(Saved data entries)
■ ■ ■ ■ ■

PR #1539, opened 2024-11-22
display translated validation status

RabiaSajjad:


ckanext/canada/templates/scheming/display_snippets/validation_status.html
```diff
@@ -0,0 +1,12 @@
...
+    'failure': _('Invalid data'),
+    'error': _('Error during validation'),
+    'unknown': _('Data validation unknown'),
+}
+-%}
+{%- if data[field.field_name] in ['success', 'failure', 'error'] -%}
+    {{ _(messages[data[field.field_name]]) }}
+{% else %}
+    {{ _(messages['unknown']) }}
+{% endif %}
```
wardi, line 12:
```suggestion
{%- set messages = {
    'success': _('Valid data'),
    'failure': _('Invalid data'),
    'error': _('Error during validation'),
}
-%}
{{ messages.get([data[field.field_name]], _('Data validation unknown')) }}
```

wardi: this is simpler and doesn't call `_()` twice on the same string

wardi: modified to not display 'created' and 'running'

■ ■ ■ ■ ■

**Task prompt**. In the answer, include exactly the lines from the line containing "wardi: this is" through the end of the data, and nothing else.

**Answer section**.
wardi: this is simpler and doesn't call `_()` twice on the same string

wardi: modified to not display 'created' and 'running'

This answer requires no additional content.